[Source data]
PR #341, opened 2019-08-27
Update to v1.33.1 of the Terraform AzureRM provider

jen20:
This updates us to the latest patch release of the Terraform AzureRM provider. Since #337 is not yet merged, this PR supersedes that since it maps all new resources that were not on `master` also.

It is still subject to the same release constraints as the work in #337.


stack72:
Closed via #344 - rebase was more difficult after more changes to pulumi-terraform!

PR #342, opened 2019-08-28
Add the Get Started button and prompt

bermudezmt:
I had the text match what we have in our Get Started callout on the docs site.


stack72:
@bermudezmt unfortunately these badges are not correct - they should not link to @pulumi/pulumi - they should be specific to pulumi-azure

I will send a PR to fix these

### What is required
Transcribe only what runs from the line with "This updates us" to the last line above, keeping every line exactly as written.

### Response box
This updates us to the latest patch release of the Terraform AzureRM provider. Since #337 is not yet merged, this PR supersedes that since it maps all new resources that were not on `master` also.

It is still subject to the same release constraints as the work in #337.


stack72:
Closed via #344 - rebase was more difficult after more changes to pulumi-terraform!

PR #342, opened 2019-08-28
Add the Get Started button and prompt

bermudezmt:
I had the text match what we have in our Get Started callout on the docs site.


stack72:
@bermudezmt unfortunately these badges are not correct - they should not link to @pulumi/pulumi - they should be specific to pulumi-azure

I will send a PR to fix these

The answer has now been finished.